>>>>>

Issue #418, opened 2022-07-21
How to improve the profiling of NodeJS applications


hrvacadaIM:
Hi.

First of all thank you for this nice tool. We have used the https://github.com/Granulate/gprofiler/blob/master/deploy/ecs/gprofiler_task_definition.json file to create task on our ECS clusters. We are getting some metrics in GProfiler Studio, but we would like to have also better insight into our own code and not just underlying code of NodeJS. Is there a possibility to get better insight into that part with passing some arguments? For example we found this option, but I am not sure, if this is needed at all or it can be passed to ECS gprofiler task:

> NodeJS profiling options
> --nodejs-mode: Controls which profiler is used for NodeJS.
> - none - (default) no profiler is used.
> - perf - augment the system profiler (perf) results with jitdump files generated by NodeJS. This requires running your node processes with --perf-prof (and for Node >= 10, with --interpreted-frames-native-stack). See this [NodeJS page](https://nodejs.org/en/docs/guides/diagnostics-flamegraph/) for more information.

Or, if it is possible to know from GProfiler Studio which part of the own code is causing the memory and cpu usage to increase. We have selected `My code` and set a filter for particular Service running in ECS, but that didn't give us any better insight in the issue.

I am thankful for any valuable insight.

Jongy:
Hi @hrvacadaIM :) I'm glad to hear gProfiler is useful for you.

If you're using NodeJS and not passing `--nodejs-mode=perf`, then I figure you're getting a native profile of NodeJS/V8 itself and not of your code.
To gain visibility into your NodeJS code itself (i.e to see JavaScript function names) you'll need to pass `--nodejs-mode=perf` to the profiler; and yes - it can be done in the ECS task definition, just add it to the `command` array like this:
```
            "command": [
                "-cu",
                "--token",
                "<TOKEN>",
                "--service-name",
                "<SERVICE NAME>",
                "--nodejs-mode=perf"
            ],
```
Additionally, you need to add the `--perf-prof` flag to your NodeJS application itself (i.e change `node myscript.js` to `node --perf-prod myscript.js`) as described [here](https://github.com/Granulate/gprofiler#nodejs-profiling-options). This is required to have NodeJS generate debugging information that gProfiler will use.

After you do that - gProfiler will show you a profile of your JavaScript code, and you'll be able to figure out what parts of your code are consuming CPU time.
[...]

PR #438, opened 2022-08-09
Add script which injects DSO into NodeJS process

kwisniewski98:
## Description
Script assumes that you have already compiled [linux-perf](https://www.npmjs.com/package/linux-perf) module and takes path to it as argument. Script can be easily modified to load any module, it is focused on that particular module only by running `start()` on it. In future this should be part of NodeJS profiler, but for now it is only standalone script.

## Related Issue
https://github.com/Granulate/gprofiler/issues/418

## Motivation and Context
In current state, gProfiler cannot profile NodeJS without restarting it. Functions from that script will allow it to attach to NodeJS process and enable generating debug symbols.

## How Has This Been Tested?
Tested manually on app with CommonJS entry script

## Checklist:

### DIFF
--- a/gprofiler/profilers/node.py
+++ b/gprofiler/profilers/node.py
@@ -1,0 +1,122 @@
+#
+# Copyright (c) Granulate. All rights reserved.
+# Licensed under the AGPL3 License. See LICENSE.md in the project root for license information.
+#
+"""
+This script allows user to inject node-linux-perf module and start it to generate perf maps at runtime.
+To prepare module run npm install --prefix <location> linux-perf or clone it from https://github.com/mmarchini-oss/node-linux-perf and run npm install 
+This only works for applications, that have CommonJS as entry script.
+
+It can be also easly modified to utilize any other module by changing expression in CDP request.
+"""
+
+import asyncio
+import websockets
+import json
+import requests
+import os
+import signal
+import time
+import psutil
+import argparse
+
+EXPECTED_CDP_RESPONSE = {
+    "id": 1,
+    "result": {"result": {"type": "boolean", "value": True}},
+}
+
+
+class NodeDebuggerUrlNotFound(Exception):
+    pass
+
+
+class NodeDebuggerUnexpectedResponse(Exception):
+    pass
+
+
+def retry(exception, retries, waitTime):
+    def wrap(f):
+        def wrapped(*args):
+            for _ in range(0, retries):
+                try:
+                    return f(*args)
+                except exception:
+                    time.sleep(waitTime)
+
+        return wrapped
+
+    return wrap
+
+
+def __start_debugger(pid):
+    os.kill(pid, signal.SIGUSR1)
+
+
+@retry(NodeDebuggerUrlNotFound, 5, 1)
+def __get_debugger_url(pid):
+    process = psutil.Process(pid)
+    possible_ports = [connection.laddr.port for connection in process.connections()]
+    debugger_url = ""
+    for port in possible_ports:
+        possible_port_response = requests.get(f"http://127.0.0.1:{port}/json/list")
+        if (
+            possible_port_response.status_code != 200
+            or not "application/json"
+            in possible_port_response.headers.get("Content-Type")
+        ):
+            continue
+
+        response_json = possible_port_response.json()
+        if (
+            not isinstance(response_json, list)
+            or len(response_json) == 0
+            or not isinstance(response_json[0], dict)
+            or not "webSocketDebuggerUrl" in response_json[0].keys()
+        ):
+            continue
+
+        debugger_url = response_json[0]["webSocketDebuggerUrl"]
+    if not debugger_url:
+        raise NodeDebuggerUrlNotFound
+    return debugger_url
+
+
+@retry(NodeDebuggerUnexpectedResponse, 5, 1)
+async def __load_dso(sock, module_path):
+    cdp_request = {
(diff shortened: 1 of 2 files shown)


gprofiler/profilers/node.py
```diff
@@ -0,0 +1,122 @@
...
+
+class NodeDebuggerUrlNotFound(Exception):
+    pass
+
+
+class NodeDebuggerUnexpectedResponse(Exception):
+    pass
+
+
+def retry(exception, retries, waitTime):
```
Jongy, line 37: Naming-wise - use wait_time and not waitTime (not camelCase)

Jongy, line 37: Can use https://pypi.org/project/retry/ ?

gprofiler/profilers/node.py
```diff
@@ -0,0 +1,122 @@
...
+                    return f(*args)
+                except exception:
+                    time.sleep(waitTime)
+
+        return wrapped
+
+    return wrap
+
+
+def __start_debugger(pid):
```
Jongy, line 51: Avoid double `__` - use a single `_` to prefix private functions, `__` is not the convention in Python and can also have adverse effects because some reserved names are prefixed with `__`.

gprofiler/profilers/node.py
```diff
@@ -0,0 +1,122 @@
...
+    os.kill(pid, signal.SIGUSR1)
+
+
+@retry(NodeDebuggerUrlNotFound, 5, 1)
+def __get_debugger_url(pid):
+    process = psutil.Process(pid)
+    possible_ports = [connection.laddr.port for connection in process.connections()]
+    debugger_url = ""
+    for port in possible_ports:
```
Jongy, line 60: Isn't the port known before? i.e do we need to do this guessing here?

Preferably we'll avoid accessing the app's ports randomly - this may affect the application in undesired ways.

gprofiler/profilers/node.py
```diff
@@ -0,0 +1,122 @@
...
+        possible_port_response = requests.get(f"http://127.0.0.1:{port}/json/list")
```
Jongy, line 61: This works only if the application is in the same network namespace, i.e not containerized.

For that we have `run_in_ns`. If you'd run this chunk of code inside `run_in_ns(["net"], target_pid=pid)` then it will work for containers as well. All networking operations you do with the target app must be done this way

gprofiler/profilers/node.py
```diff
@@ -0,0 +1,122 @@
...
+
+    return wrap
+
+
+def __start_debugger(pid):
+    os.kill(pid, signal.SIGUSR1)
+
+
+@retry(NodeDebuggerUrlNotFound, 5, 1)
+def __get_debugger_url(pid):
```
Jongy, line 56: Please add typing everywhere, so here - 
```suggestion
def __get_debugger_url(pid: int) -> str:
```

gprofiler/profilers/node.py
```diff
@@ -0,0 +1,122 @@
...
+    process = psutil.Process(pid)
+    possible_ports = [connection.laddr.port for connection in process.connections()]
+    debugger_url = ""
+    for port in possible_ports:
+        possible_port_response = requests.get(f"http://127.0.0.1:{port}/json/list")
+        if (
+            possible_port_response.status_code != 200
+            or not "application/json"
+            in possible_port_response.headers.get("Content-Type")
```
Jongy, line 65: If `Content-Type` doesn't exist then you have `"application/json" in None` which will raise

gprofiler/profilers/node.py
```diff
@@ -0,0 +1,122 @@
...
+            "replMode": True,
+        },
+    }
+    await sock.send(json.dumps(cdp_request))
+    message = await sock.recv()
+    if json.loads(message) != EXPECTED_CDP_RESPONSE:
+        raise NodeDebuggerUnexpectedResponse(json.loads(message))
+
+
+async def generate_perf_map(pid, module_path):
```
Jongy, line 100: Since no code in gProfiler currently uses async, I think it's best if we don't mix it in, can this code be written w/o async?

gprofiler/profilers/node.py
```diff
@@ -0,0 +1,122 @@
...
+    return debugger_url
+
+
+@retry(NodeDebuggerUnexpectedResponse, 5, 1)
+async def __load_dso(sock, module_path):
+    cdp_request = {
+        "id": 1,
+        "method": "Runtime.evaluate",
+        "params": {
+            "expression": f'process.mainModule.require("{module_path}").start()',
```
Jongy, line 90: The module path here is in the context of the script, while the app may be containerized.

Here, though, unlike [my comment](https://github.com/Granulate/gprofiler/pull/438#r944920412) about `run_in_ns`, you need to make the DSO accessible for the target process, because the target process will try to access the path (or alternatively you can encode the entire file in the `Runtime.evaluate` call but that's a bit dirty).

Logically it's the same as what we do in `_copy_libap` - where we copy the `libasyncProfiler.so` DSO to the namespace of the target process, if needed.

Jongy:
@kwisniewski98 as discussed, we should try to get a full flow working (with the DSO from node-linux-perf) and test it on container & non container nodejs apps. Then once we know that all parts connect well, we can focus on creating the jitdump DSO.

Jongy:
Superseded by #451, all comments were resolved / moved there. Closing this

<<<<<

WHAT TO PRODUCE:
Report every line containing the string "isinstance" in the material.

RESPONSE TO THIS TASK:
+            not isinstance(response_json, list)
+            or not isinstance(response_json[0], dict)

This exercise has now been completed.